Position the camera in front of your face and collect initial data. Point to the target feature with the mouse cursor that matches the category you've selected (such as the nose). Click to collect data. The annotated snapshot you just collected will appear in the middle display box. As you collect each image, vary your head position and pose:
- 1. Add 20 images of your nose with the nose category selected
  2. Add 20 images of your left eye face with the left_eye category selected
  3. Add 20 images of your right eye with the right_eye category selected
  4. Set the number of epochs to 10 and click the train button
  5. Once the training is complete, try the live view and observe the prediction. A blue circle should appear on the feature selected.
Step 4: Improve Your Model

Use the live inference as a guide to improve your model! The live feed shows the model's prediction. As you move your head, does the target circle correctly follow your nose (or left_eye, right_eye)? If not, then click the correct location and add data. After you've added some data for a new scenario, train the model some more. For example:
- - Move the camera so that the face is closer. Is the performance of the predictor still good? If not, try adding some data for each category (10 each) and retrain (5 epochs). Does this help? You can experiment with more data and more training.

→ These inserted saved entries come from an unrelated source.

PR #75, opened 2017-01-11
Replace floating point color translations in Jpeg format

JimBobSquarePants:
Replaces the floating point calculations with scaled integers and bit-shifting to improve the performance of the jpeg format.

I've included some benchmarks for comparison.

Please have a look at it and test against any images that you know can cause issues. 

Still not happy with that decoder performance on my machine. We'll figure it out though I'm sure. 

### Jpeg Encode

**Before**

Method |      Mean |    StdDev | Scaled | Scaled-StdDev |    Gen 0 | Allocated |
---------------------- |---------- |---------- |------- |-------------- |--------- |---------- |
'System.Drawing Jpeg' | 4.9274 ms | 0.1229 ms |   1.00 |          0.00 | 271.8750 | 894.51 kB |
'ImageSharp Jpeg' | 9.2119 ms | 0.4067 ms |   1.87 |          0.09 |        - |  66.96 kB |

**After**

Method |      Mean |    StdDev | Scaled | Scaled-StdDev |    Gen 0 | Allocated |
---------------------- |---------- |---------- |------- |-------------- |--------- |---------- |
 'System.Drawing Jpeg' | 4.9281 ms | 0.0531 ms |   1.00 |          0.00 | 271.8750 | 894.51 kB |
'ImageSharp Jpeg' | 7.9708 ms | 0.2411 ms |   1.62 |          0.05 |        - |  66.96 kB |

### Jpeg Decode

**Before**

Method |       Mean |    StdDev | Scaled | Scaled-StdDev | Allocated |
---------------------- |----------- |---------- |------- |-------------- |---------- |
'System.Drawing Jpeg' | 11.1743 ms | 0.7354 ms |   1.00 |          0.00 | 260.74 kB |
'ImageSharp Jpeg' | 67.4747 ms | 1.6753 ms |   6.07 |          0.45 |   3.87 MB |

**After**

Method |       Mean |    StdDev | Scaled | Scaled-StdDev | Allocated |
---------------------- |----------- |---------- |------- |-------------- |---------- |
'System.Drawing Jpeg' | 11.3669 ms | 0.7688 ms |   1.00 |          0.00 | 260.74 kB |
'ImageSharp Jpeg' | 63.8410 ms | 0.4163 ms |   5.64 |          0.40 |   3.87 MB |


antonfirsov:
@JimBobSquarePants I still hope it can be done better, maybe using integers is not the best. Want to play a bit with benchmarks first to elaborate the most optimal way. (around 11pm CET)
Is it ok if I push benchmark changes directly to the master?

I know the `(Encode|Decode)JpegMultiple` benchmarks demand more patience, but running them could provide more information on this :smile:

JimBobSquarePants:
Using scaled integers with bit-shifting like this is a pretty standard way to optimize code like this. The original DCT code did this for example. 

Yeah push benchmarks to master if you like.

antonfirsov:
Everything depends on the context. You need to be very cautious with float <-> int, float <-> byte, int <-> byte conversions, because they are quite expensive.

Regarding accuracy: Maybe we could adopt an image comparsion techniques from [MonoGame tests](https://github.com/MonoGame/MonoGame/blob/develop/Test/Framework/Visual/VisualTestFixtureBase.cs) in the future.

JimBobSquarePants:
@antonfirsov True that... I wonder sometimes whether we are, to coin a phrase my mother uses trying to "make a silk purse out of a sows ear". basing our decoder on the Golang implementation. Yeah it works but it's so messy it feels like it has to be fundamentally architecturally flawed. 

I was very briefly looking at the codebase for Google's new jpeg decoder/encoder and it's a joy to read the code in comparison with Golangs. Everything is right where I'd expect it to be. 

https://github.com/google/guetzli

The way they color transform is interesting also. 
https://github.com/google/guetzli/blob/master/guetzli/color_transform.h#L211

I wonder whether we should try and build an alternative as an experiment?

antonfirsov:
I'm also thinking about a full replacement sometimes, and this library looks really nice. I'm not happy with the current results, because on large images System.Drawing is still much more faster. Finding the reason is on my list, hope it's just multithreading.

However doing the "refactor to patterns" approach in the past 2 months, I realized that that if we do it the right way, in the end will be impossible to recognize the original golang mess. Your mom is right, evolution works like this! :smile:

JimBobSquarePants:
I think multithreading will be a patch rather than a solution. We can beat System.Drawing with our Bmp format on a single thread so it should theoretically be possible to do the same (or at least come close with Jpeg) 

The refactoring work you've done so far is amazing but I don't want you to go so far down a path trying to refactor that codebase that it becomes a chore.

antonfirsov:
Improved the benchmarks so they reflect the context of the problem better. Played with other algorithms, none of them can beat the simplest scalar integer approach :smile: 

`Vector<T>` really sucks. It can't even perform a vectorized dot product :cry: I wish I went to bed earlier instead.

I think you should merge your changes!

```
                                                  Method |          Mean |     StdDev | Scaled | Scaled-StdDev |
-------------------------------------------------------- |-------------- |----------- |------- |-------------- |
                             'Floating Point Conversion' |   537.3523 ns |  2.3920 ns |   1.00 |          0.00 |
                        'Simd Floating Point Conversion' |   767.8779 ns |  1.9016 ns |   1.43 |          0.01 |
                             'Scaled Integer Conversion' |   497.1790 ns |  1.9141 ns |   0.93 |          0.01 |
               'Scaled Integer Conversion + Vector<int>' |   604.9561 ns |  1.8976 ns |   1.13 |          0.01 |
 'Scaled Integer Conversion + Vector<int> + Dot Product' | 7,053.9099 ns | 31.2488 ns |  13.13 |          0.08 |
                         'Scaled Integer LUT Conversion' |   715.6920 ns |  1.9436 ns |   1.33 |          0.01 |
```

antonfirsov:
Tested your changes the `*JpegMultiple` benchmarks. The optimization factor is significant. On small images now we are faster than System.Drawing!

[ORIGINAL](Jpeg-ScaledInteger-Optimization-ORIGINAL.md)

[OPTIMIZED](https://gist.github.com/antonfirsov/01743d39d53cb68f7071d935308c8ab7)

Regarding the deep refactor of the Jpeg codec:
I discourage now to start a full port-to-C#-from-scratch approach: at the current state it can bring much more "chore" work than a full clenup of our current codebase. The most (performance) critical part of the codec is the scan encoder/decoder part (DCT algorithms zigzagging etc.). It's now optimized for the CLR, covered with tests, and in the case of the decoder, moved to it's own class (JpegScanDecoder). It's prepared for further optimizations like parallelization.

I'd rather suggest to follow a mixed approach: Maybe we can port an existing library like guetzli (or parts of it), and replace the scan part with our already CLR-optimized one. 
I spent large amounts of time digging for ideas to speedup the DCT part. Have not found anything that could be used with CLR. Maybe there is something "around" the SOS part, I've missed, but unlikely.

However, I will continue my research. Are there any specific features you want to see in our codecs other than ICC profiles and progressive encoding?

JimBobSquarePants:
@anton That's great news on the performance front!

I would certainly also prefer to keep our current work if we can continue to refactor the code to increase performance and reduce overheads and pinch bits from other libraries. We do seem to have a pressing issue with the jpeg encoder though. 

Download and take a look at https://github.com/bleroy/core-imaging-playground and run the LoadResizeSave method in Program.cs (Don't bother running the benchmarks)

Our jpeg output is awful compared to the others even if I set the supsampling to 4:4:4 and the quality to 100% (Oddly 4:4:4 is worse than 4:2:0 which it simply shouldn't be)

I'm thinking of digging out the old encoder I wrote in the [jpeg branch](https://github.com/JimBobSquarePants/ImageSharp/tree/2fb98f9642167e8556638d89b79e9c453950b45a/src/ImageProcessorCore/Formats/Jpg/New) updating the code and having a look at the output quality there and, if the quality is better, attempt to discern what the differences are.

antonfirsov:
Wanted to play with gif octrees and other perf related stuff, but it seems I gonna have a jpeg weekend :D

JimBobSquarePants:
Grim eh? I was pretty gutted to discover this.

antonfirsov:
Okkay I have to confess! 

The quality drop has been introduced to the encoder with the `Block8x8F` refactor :(
Don't know yet, if it's an essential weakness of the floating point FDCT implementation or it's a mistake somewhere around it's application.

I'm going to investigate this issue. If it's not possible to use a floating point SIMD alogorithm without a quality drop, I will refactor the code to use integer blocks again. 

I will also think about the guetzli port.

JimBobSquarePants:
J'accuse! 😝 

Thanks for investigating this and I'm glad you found a cause. I'll leave it in your capable hands for now and I won't merge this in either. (We'll see whether we need it first)

antonfirsov:
@JimBobSquarePants I made a rounding bug in `Block8x8F.UnZigDivRound()`. Fixed and pushed it. I see no quality difference compared to the old integer-based version now. However, `System.Drawing`  quality is still better.

Check out `JpegTests.LoadResizeSave()` if you want to compare our current results to bleroy-s ones. Added 2 of it's test images.

JimBobSquarePants:
Good work. I've just pushed a change that changes our subsampling rules to match those of Photoshop 4:4:4 default falling to 4:2:0 at <=50% quality. That improves the output quality but increases the size. Gonna experiment with the quality + this PR's changes now.

JimBobSquarePants:
I'm finding the output is actually more pleasing to my eye (I tiny bit sharper for bleroys images; closer to ImageMagick) so once the CI checks pass I'm merging it.

JimBobSquarePants:
I can actually pretty much mimic ImageMagick using the Lanczos3Resampler, our filesize is larger though as  we use standard Huffman tables rather than optimized. 

http://www.impulseadventure.com/photo/optimized-jpeg.html

antonfirsov:
Yeah, in Jpeg we can spend endless amount of time to add features :)

If we ever start implementing/porting these, it's important to provide configuration and scaling options for the encoder. There is a  speed VS compression level VS image quality tradeoff. It won't be nice to enforce the same encoder characteristics for all users. 

An example: guetzli [uses](https://github.com/google/guetzli/blob/master/guetzli/dct_double.cc) double precision numbers in their DCT implementation for scaled blocks. I think it's important to achieve their image quality. Made no benchmarks yet, but it should be slower than a single-precision SIMD implementation, like ours.

JimBobSquarePants:
Interesting, yeah that should definitely be slower. 

The main feature I'd like to see really is progressive encoding. Any other features I expect developer to help add if they really require the functionality. 

I want to revisit the color code again for CMYK and YccK decoding myself. Looking at BitMiracle they do a lot of table building (I think guetzli precalculates them as I recall) and our output seems over saturated.

https://github.com/BitMiracle/libjpeg.net/blob/master/LibJpeg/Classic/Internal/jpeg_color_deconverter.cs

Incidentally I think we should add BitMiracle to our decoding encoding benchmarks.

antonfirsov:
Isn't it just standard (poorly ported) libjpeg code, or have they added some special stuff?

By my opinion, it would be nice to have separate unit tests for these color converter pieces of code, so we can compare, refactor and optimize different implementations systematically and independently from all the other jpeg mess. I developed and optimized `Block8x8F` this way, it's a very efficient methodology.

antonfirsov:
Regarding progressive encoding:

have you seen any library out there that's not based on libjpeg and is capable to do it? (I don't care about the language.)

antonfirsov:
Just pushed a change, that to optimizes yesterdays rounding algorithm. (It became quite slow with the integers)

[Before](https://i.imgsafe.org/d9a35d9324.png)

[After](https://i.imgsafe.org/d9a34bc9fb.png)

JimBobSquarePants:
Oh wow! Yeah, big difference. I'll have a good dig through your changes tonight to get my head round them.

JimBobSquarePants:
Re progressive, not yet. Will keep looking.

JimBobSquarePants:
That code is poorly ported, and I suspect very slow but the lookup principle is one I've seen in various implementations now. 

I've been benchmarking different approaches but agree we could test more.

  - Move the camera to provide a different background. Is the performance of the predictor still good? If not, try adding some data for each category (10 each) and retrain (5 epochs). Does this help? You can experiment with more data and more training.
  - Are there any other scenarios you think the model might not perform well? Try them out!
  - Can you get a friend to try your model? Does it work the same? You know the drill: more data and training!
Step 5: Save Your Model

When you are satisfied with your model, save it by entering a name in the "model path" box and click "save model".